O discurso oficial sobre a “responsabilidade fiscal” no Brasil baseia-se numa métrica enganosa: o resultado primário, que exclui o pagamento dos juros da dívida pública.
Essa escolha metodológica cria a aparência de equilíbrio, enquanto oculta uma sangria permanente de recursos públicos para o sistema financeiro.Na prática, segundo critérios internacionais, o país opera em déficit estrutural há quase três décadas.

 O que é o “resultado primário”?

O resultado primário é calculado assim:
Receitas – Despesas (sem contar juros da dívida)
Ou seja, o governo finge que a maior despesa do orçamento não existe.
Essa metodologia é divulgada principalmente pelo Banco Central do Brasil e pelo Ministério da Fazenda, sendo usada como referência para políticas de ajuste.

 O padrão internacional: resultado nominal

Organismos como o Fundo Monetário Internacional utilizam o resultado nominal, que inclui:✔️ Gastos sociais
✔️ Investimentos
✔️ Custeio do Estado
✔️ Juros da dívida Ou seja: o custo real do governo.Por esse critério, o Brasil registra déficits contínuos desde os anos 1990.

 O elefante na sala: os juros

O maior gasto público brasileiro não é:❌ Saúde
❌ Educação
❌ Previdência
❌ Infraestrutura é o pagamento de juros.
Anualmente, centenas de bilhões de reais são transferidos para:
  • Bancos
  • Fundos de investimento
  • Rentistas
  • Grandes investidores
Esse fluxo nunca entra no debate sobre “controle de gastos”.

 A ilusão do equilíbrio

Quando o governo anuncia:
“Fechamos o ano com superávit primário”
Na realidade, está dizendo:
“Sobrou dinheiro antes de pagar aos credores.”
Mas depois de pagar os juros, o caixa fica no vermelho.É como alguém afirmar que está financeiramente saudável porque pagou aluguel e comida — mas ignorou o cartão de crédito.

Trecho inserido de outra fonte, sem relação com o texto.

PR #563, opened 2017-02-16
[WIP] Don't SO_REUSEADDR when probing for available ports

neykov:
Do not merge, the changes here are meant to test the behaviour on Apache's jenkins slaves.

The changes have the side effect of causing Brooklyn to bump it's default port on each restart if there were existing connections.

### DIFF
--- a/launcher/src/test/java/org/apache/brooklyn/launcher/WebAppRunnerTest.java
+++ b/launcher/src/test/java/org/apache/brooklyn/launcher/WebAppRunnerTest.java
@@ -78,14 +78,13 @@ public class WebAppRunnerTest {
     
     @Test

 Déficit há 27 anos: o rombo invisível

Desde o Plano Real, o Brasil convive com:
  • Juros estruturalmente altos
  • Crescimento fraco
  • Endividamento crescente
  • Financeirização da economia
O resultado é um déficit nominal crônico, mascarado por estatísticas convenientes.Esse modelo garante:➡️ Segurança aos credores
➡️ Pressão permanente sobre políticas sociais
➡️ Subordinação do orçamento ao capital financeiro

 A função política do “resultado primário”

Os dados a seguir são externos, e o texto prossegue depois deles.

PR #571, opened 2017-02-27
Better error reporting

ahgittin:
populate error field of `ApiError`, and better logging on REST errors

### DIFF
--- a/rest/rest-resources/src/main/java/org/apache/brooklyn/rest/resources/ApplicationResource.java
+++ b/rest/rest-resources/src/main/java/org/apache/brooklyn/rest/resources/ApplicationResource.java
@@ -275,6 +275,7 @@ public class ApplicationResource extends AbstractBrooklynRestResource implements
             spec = createEntitySpecForApplication(yaml);
         } catch (Exception e) {
             Exceptions.propagateIfFatal(e);
+            log.warn("Failed REST deployment, could not create spec: "+e);
             UserFacingException userFacing = Exceptions.getFirstThrowableOfType(e, UserFacingException.class);
             if (userFacing!=null) {
                 log.debug("Throwing "+userFacing+", wrapped in "+e);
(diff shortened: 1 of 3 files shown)


ahgittin:
Test failure due to Apache build system configuration:  `insufficient memory for the Java Runtime Environment to continue`

rest/rest-resources/src/main/java/org/apache/brooklyn/rest/resources/ApplicationResource.java
```diff
@@ -374,7 +378,13 @@ public Response createPoly(byte[] inputToAutodetectType) {
 
 
         if (spec != null) {
-            return launch(potentialYaml, spec);
+            try {
+                return launch(potentialYaml, spec);
+            } catch (Exception e) {
+                Exceptions.propagateIfFatal(e);
+                log.warn("Failed REST deployment launching "+spec+": "+e);
+                throw WebResourceUtils.badRequest(e, "Error launching blueprint (autodetecting)");
```
aledsage: How can we tell this is a `badRequest`, rather than some other internal error?

aledsage:
@ahgittin bump: see previous comment - how can we tell it's a badRequest that caused the exception?

To force a rebuild by jenkins, you can do `git commit --amend; git push -f`.

rest/rest-resources/src/main/java/org/apache/brooklyn/rest/resources/ApplicationResource.java
ahgittin: This seemed like the best status code to use and it's what we use on line 294/297.  Do you think there's a better one?  If we do nothing it will give Internal Server Error which seems worse?

ahgittin:
Tests pass -- merging.  If `badRequest` is too bad we can improve that subsequently.  As noted we use `badRequest` already if `launch` fails when we know it's YAML; if it fails in auto-detect mode we should probably throw the same.  Not giving an error equates to 500 server error which is probably wrong; chances are launch fails either because we couldn't parse or the synchronous launch steps are invalid, which unless the provided yaml references something that is broken, is going to be because the supplied yaml itself is broken IE **bad request**.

O resultado primário não é neutro. Ele cumpre três funções políticas:

1️⃣ Legitima a austeridade

Permite dizer que “o problema são os gastos sociais”.

2️⃣ Protege o sistema financeiro

Os juros ficam fora da crítica pública.

3️⃣ Disciplinar governos

Qualquer política social vira “irresponsabilidade”.Assim, o debate fiscal é capturado.

🔄 O ciclo da sangria

O modelo funciona como um circuito fechado:1️⃣ Juros altos elevam a dívida
2️⃣ A dívida exige mais pagamento
3️⃣ O pagamento gera déficit nominal
4️⃣ O déficit justifica cortes
5️⃣ Os cortes afetam o povo
6️⃣ Os juros continuam intocados. 
É uma máquina de transferência de renda.

 Quem paga a conta?

O “ajuste” nunca recai sobre:❌ Bancos
❌ Rentistas
❌ Grandes fortunas Ele recai sobre:✔️ Serviços públicos
✔️ Salários
✔️ Investimentos
✔️ Políticas sociais
✔️ Infraestrutura O povo financia o sistema.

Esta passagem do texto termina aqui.